> [WORK INSTRUCTIONS] Report, in full, each line of the material below in which the string "between" occurs.
[[ SUPPLIED INFORMATION, beginning ]]
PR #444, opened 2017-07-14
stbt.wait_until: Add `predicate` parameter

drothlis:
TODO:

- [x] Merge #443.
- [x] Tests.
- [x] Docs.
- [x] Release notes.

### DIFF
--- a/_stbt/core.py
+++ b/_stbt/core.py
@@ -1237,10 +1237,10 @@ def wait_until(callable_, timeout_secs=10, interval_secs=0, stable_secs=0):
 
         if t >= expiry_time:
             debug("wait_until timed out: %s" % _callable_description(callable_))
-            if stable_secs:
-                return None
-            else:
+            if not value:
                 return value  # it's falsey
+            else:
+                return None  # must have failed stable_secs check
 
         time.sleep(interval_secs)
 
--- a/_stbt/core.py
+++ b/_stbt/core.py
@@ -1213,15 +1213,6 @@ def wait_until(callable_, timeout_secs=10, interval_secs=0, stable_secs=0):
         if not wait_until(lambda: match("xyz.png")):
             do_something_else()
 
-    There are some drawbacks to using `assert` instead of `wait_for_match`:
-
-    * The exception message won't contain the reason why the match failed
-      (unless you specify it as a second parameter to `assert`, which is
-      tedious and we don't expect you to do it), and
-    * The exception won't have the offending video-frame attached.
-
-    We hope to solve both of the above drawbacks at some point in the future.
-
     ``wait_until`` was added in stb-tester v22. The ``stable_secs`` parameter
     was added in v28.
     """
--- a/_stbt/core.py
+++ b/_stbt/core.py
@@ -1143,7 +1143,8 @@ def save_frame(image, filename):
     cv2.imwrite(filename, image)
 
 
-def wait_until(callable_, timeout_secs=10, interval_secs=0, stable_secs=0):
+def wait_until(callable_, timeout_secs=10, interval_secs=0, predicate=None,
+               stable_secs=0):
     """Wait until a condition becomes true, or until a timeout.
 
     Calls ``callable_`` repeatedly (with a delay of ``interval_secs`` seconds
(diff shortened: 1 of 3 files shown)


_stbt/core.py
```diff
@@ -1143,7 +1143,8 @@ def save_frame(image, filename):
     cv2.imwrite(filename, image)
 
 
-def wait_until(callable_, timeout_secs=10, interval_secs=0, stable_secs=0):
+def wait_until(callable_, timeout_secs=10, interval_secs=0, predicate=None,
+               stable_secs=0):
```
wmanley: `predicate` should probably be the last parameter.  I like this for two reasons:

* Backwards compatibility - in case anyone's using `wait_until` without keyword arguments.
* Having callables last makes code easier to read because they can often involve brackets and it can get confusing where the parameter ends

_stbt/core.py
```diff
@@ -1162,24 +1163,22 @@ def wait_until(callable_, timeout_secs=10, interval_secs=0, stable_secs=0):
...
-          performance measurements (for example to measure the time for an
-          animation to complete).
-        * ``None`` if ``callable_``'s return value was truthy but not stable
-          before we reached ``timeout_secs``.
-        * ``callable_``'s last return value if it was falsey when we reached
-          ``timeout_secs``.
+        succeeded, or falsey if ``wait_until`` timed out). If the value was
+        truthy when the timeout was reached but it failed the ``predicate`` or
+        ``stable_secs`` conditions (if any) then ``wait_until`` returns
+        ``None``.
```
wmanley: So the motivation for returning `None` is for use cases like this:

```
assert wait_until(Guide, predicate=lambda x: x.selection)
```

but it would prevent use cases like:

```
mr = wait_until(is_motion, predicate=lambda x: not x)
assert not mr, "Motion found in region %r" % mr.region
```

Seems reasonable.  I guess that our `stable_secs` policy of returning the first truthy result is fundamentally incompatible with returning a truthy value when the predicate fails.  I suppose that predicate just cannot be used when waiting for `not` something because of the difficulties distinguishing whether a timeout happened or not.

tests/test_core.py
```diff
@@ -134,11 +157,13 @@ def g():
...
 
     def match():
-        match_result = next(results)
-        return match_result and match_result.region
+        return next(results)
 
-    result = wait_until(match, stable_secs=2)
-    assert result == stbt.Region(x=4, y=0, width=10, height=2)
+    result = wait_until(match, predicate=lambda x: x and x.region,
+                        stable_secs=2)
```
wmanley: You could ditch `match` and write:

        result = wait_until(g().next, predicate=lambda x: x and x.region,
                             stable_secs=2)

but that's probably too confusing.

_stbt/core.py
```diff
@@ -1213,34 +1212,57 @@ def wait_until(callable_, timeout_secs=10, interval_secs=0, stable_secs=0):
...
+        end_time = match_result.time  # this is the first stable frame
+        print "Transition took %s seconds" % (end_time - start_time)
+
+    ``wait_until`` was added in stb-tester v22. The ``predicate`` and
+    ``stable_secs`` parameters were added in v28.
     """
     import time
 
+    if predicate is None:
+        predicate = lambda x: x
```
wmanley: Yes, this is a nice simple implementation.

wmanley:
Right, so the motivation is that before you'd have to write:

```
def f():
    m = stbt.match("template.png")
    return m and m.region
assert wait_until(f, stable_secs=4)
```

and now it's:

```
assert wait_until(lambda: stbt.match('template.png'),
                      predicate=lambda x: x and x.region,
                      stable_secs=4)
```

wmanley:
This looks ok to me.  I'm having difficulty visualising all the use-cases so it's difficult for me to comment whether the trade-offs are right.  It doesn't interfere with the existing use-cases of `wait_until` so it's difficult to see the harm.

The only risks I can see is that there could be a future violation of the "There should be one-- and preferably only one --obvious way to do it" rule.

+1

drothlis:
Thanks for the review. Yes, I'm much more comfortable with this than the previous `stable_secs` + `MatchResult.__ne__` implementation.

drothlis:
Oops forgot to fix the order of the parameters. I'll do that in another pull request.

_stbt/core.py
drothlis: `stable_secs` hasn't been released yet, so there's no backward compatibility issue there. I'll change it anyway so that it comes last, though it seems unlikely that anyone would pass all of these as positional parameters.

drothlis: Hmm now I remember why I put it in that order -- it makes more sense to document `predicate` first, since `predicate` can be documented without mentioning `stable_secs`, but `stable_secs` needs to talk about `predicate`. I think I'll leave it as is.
[[ SUPPLIED INFORMATION, end ]]
[[ SUPPLIED INFORMATION, beginning ]]
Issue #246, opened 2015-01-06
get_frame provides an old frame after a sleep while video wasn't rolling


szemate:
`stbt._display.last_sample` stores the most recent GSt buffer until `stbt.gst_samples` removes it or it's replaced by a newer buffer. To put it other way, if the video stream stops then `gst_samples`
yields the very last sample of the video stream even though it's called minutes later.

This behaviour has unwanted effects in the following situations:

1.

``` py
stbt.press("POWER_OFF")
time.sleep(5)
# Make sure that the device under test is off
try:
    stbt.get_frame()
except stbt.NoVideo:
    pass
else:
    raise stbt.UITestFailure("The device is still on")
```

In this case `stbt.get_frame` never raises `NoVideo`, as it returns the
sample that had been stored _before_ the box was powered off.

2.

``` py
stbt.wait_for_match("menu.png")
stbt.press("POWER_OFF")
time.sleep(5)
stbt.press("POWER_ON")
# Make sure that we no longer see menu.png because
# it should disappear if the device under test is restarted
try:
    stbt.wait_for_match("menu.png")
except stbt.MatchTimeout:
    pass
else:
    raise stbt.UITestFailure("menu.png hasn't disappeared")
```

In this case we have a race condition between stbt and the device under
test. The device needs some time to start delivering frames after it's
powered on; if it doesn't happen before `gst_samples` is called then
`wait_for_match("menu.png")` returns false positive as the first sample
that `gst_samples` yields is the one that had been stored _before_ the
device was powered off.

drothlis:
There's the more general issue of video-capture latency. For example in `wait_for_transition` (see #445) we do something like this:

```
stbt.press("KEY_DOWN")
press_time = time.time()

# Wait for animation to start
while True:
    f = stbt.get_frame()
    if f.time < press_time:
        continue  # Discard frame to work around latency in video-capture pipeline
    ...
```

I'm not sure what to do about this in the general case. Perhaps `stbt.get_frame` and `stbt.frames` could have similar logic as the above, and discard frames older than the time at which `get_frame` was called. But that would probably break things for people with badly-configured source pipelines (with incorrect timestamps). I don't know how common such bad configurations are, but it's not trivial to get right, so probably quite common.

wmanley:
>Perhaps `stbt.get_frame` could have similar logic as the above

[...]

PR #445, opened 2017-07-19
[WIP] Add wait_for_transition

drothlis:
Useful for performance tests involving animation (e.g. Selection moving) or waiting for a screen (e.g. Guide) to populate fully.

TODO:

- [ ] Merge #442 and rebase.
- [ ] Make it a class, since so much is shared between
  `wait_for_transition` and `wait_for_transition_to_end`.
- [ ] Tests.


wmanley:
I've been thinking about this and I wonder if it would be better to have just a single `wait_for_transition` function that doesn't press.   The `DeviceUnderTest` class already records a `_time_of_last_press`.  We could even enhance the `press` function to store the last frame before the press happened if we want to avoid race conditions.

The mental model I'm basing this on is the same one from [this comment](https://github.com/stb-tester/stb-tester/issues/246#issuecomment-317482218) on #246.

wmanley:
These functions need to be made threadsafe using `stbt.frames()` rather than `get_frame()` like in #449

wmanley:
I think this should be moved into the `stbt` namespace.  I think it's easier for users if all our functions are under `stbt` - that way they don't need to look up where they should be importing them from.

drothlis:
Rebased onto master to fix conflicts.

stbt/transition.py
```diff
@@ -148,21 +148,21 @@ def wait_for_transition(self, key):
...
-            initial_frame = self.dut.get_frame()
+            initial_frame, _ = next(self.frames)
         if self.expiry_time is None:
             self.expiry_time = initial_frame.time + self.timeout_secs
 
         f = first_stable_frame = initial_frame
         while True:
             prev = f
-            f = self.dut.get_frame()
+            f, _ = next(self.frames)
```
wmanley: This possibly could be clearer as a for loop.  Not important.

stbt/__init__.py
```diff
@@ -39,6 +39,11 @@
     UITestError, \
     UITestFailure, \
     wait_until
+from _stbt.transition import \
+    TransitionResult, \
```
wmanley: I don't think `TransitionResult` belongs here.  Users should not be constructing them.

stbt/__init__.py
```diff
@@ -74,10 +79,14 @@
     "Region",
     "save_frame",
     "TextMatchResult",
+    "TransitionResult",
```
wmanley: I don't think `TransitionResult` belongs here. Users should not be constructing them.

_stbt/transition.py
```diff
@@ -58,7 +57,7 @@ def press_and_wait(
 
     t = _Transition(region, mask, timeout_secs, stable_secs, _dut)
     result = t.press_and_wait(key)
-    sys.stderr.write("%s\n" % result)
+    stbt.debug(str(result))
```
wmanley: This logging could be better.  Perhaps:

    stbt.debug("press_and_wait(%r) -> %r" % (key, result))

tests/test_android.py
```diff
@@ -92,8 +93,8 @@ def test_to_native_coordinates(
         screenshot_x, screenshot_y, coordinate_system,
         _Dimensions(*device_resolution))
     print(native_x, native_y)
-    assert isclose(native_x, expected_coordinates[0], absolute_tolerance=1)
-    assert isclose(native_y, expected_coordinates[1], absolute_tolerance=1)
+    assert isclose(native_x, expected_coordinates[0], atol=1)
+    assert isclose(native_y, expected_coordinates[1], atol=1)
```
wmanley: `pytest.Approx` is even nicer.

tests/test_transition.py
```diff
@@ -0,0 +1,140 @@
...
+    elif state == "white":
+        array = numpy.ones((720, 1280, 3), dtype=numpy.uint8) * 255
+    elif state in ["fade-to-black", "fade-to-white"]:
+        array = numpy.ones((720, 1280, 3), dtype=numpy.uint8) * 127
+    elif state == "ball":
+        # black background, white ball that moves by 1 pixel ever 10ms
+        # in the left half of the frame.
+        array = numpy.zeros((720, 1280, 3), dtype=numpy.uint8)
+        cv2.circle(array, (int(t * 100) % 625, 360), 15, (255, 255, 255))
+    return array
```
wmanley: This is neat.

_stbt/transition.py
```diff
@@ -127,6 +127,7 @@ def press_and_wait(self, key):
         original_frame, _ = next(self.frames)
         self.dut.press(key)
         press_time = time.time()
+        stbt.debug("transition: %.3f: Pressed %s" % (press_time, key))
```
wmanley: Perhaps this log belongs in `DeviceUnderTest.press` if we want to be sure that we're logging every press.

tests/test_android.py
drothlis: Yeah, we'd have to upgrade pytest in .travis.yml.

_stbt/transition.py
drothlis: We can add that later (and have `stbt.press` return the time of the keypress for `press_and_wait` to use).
[[ SUPPLIED INFORMATION, end ]]
[[ SUPPLIED INFORMATION, beginning ]]
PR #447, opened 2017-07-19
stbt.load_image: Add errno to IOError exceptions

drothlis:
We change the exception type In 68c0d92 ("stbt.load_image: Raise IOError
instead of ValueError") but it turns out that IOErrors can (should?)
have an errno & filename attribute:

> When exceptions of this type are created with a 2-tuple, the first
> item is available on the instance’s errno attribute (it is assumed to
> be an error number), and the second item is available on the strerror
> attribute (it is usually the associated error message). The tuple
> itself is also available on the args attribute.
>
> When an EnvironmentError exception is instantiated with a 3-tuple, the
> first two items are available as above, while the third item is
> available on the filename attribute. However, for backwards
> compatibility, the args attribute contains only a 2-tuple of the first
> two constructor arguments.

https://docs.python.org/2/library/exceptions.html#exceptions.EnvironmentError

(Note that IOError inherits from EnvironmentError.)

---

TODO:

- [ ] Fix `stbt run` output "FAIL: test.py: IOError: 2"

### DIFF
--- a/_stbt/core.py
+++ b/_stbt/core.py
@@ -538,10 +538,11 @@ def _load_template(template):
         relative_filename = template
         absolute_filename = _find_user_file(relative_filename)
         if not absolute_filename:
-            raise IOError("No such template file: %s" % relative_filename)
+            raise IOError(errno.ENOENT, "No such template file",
[[ SUPPLIED INFORMATION, end ]]
> [PROBLEM SOLUTION]
In this case we have a race condition between stbt and the device under
- [ ] Make it a class, since so much is shared between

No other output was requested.